● What to work on: The records appear below. Set down exactly each line from the one that contains "pento: Good point, moved" through the last, both included.

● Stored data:
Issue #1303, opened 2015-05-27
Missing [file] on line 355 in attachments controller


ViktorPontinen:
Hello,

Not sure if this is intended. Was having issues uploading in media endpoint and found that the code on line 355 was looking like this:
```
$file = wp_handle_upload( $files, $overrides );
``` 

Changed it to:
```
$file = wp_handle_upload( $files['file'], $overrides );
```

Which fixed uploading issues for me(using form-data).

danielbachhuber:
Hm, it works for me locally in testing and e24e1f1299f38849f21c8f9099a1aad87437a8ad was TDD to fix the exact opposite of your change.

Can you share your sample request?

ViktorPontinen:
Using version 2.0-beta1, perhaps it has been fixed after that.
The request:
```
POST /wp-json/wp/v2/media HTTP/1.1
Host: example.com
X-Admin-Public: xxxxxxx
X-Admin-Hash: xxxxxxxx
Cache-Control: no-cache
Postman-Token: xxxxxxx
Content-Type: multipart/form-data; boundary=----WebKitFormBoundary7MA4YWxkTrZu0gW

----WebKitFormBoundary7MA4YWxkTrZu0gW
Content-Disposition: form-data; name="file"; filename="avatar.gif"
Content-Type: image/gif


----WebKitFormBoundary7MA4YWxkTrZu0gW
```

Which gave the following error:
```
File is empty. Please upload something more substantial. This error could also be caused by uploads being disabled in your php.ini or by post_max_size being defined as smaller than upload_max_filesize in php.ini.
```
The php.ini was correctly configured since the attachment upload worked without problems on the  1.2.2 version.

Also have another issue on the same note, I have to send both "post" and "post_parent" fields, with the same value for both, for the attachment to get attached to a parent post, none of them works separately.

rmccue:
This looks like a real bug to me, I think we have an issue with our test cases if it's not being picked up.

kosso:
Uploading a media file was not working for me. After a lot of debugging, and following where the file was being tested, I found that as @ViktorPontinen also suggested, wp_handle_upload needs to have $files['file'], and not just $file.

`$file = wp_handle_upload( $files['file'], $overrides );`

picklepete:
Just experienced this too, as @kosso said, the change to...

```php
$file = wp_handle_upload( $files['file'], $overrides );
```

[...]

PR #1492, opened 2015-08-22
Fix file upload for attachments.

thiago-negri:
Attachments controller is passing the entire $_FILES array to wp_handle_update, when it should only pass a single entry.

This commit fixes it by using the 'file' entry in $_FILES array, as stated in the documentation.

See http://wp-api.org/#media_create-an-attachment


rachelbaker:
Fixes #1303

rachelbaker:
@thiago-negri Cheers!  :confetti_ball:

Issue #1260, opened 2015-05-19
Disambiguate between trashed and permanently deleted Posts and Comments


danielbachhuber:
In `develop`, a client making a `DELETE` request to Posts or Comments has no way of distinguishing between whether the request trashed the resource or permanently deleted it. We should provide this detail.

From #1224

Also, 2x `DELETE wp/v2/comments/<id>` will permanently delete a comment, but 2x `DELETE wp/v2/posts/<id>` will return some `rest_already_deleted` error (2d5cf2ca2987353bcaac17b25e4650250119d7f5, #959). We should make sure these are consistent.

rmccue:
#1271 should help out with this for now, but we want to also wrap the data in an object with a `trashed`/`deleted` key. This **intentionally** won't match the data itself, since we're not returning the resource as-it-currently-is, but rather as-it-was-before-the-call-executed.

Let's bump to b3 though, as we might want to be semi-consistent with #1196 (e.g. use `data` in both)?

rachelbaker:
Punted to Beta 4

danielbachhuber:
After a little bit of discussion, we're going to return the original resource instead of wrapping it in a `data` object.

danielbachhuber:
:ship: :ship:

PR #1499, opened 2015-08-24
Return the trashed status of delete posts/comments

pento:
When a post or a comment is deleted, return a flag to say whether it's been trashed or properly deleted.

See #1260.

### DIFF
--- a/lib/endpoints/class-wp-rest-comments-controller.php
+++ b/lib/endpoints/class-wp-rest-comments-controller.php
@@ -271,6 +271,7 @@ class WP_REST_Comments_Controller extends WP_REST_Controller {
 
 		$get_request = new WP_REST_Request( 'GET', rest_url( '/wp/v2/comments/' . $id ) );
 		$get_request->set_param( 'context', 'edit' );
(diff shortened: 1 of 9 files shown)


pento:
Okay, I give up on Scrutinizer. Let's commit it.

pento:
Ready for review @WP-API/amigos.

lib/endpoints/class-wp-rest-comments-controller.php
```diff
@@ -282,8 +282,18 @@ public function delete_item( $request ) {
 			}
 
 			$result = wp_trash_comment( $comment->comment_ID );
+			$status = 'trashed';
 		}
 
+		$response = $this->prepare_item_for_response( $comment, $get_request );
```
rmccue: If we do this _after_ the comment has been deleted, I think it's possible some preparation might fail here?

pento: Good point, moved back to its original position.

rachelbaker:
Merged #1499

● Written response:
pento: Good point, moved back to its original position.

rachelbaker:
Merged #1499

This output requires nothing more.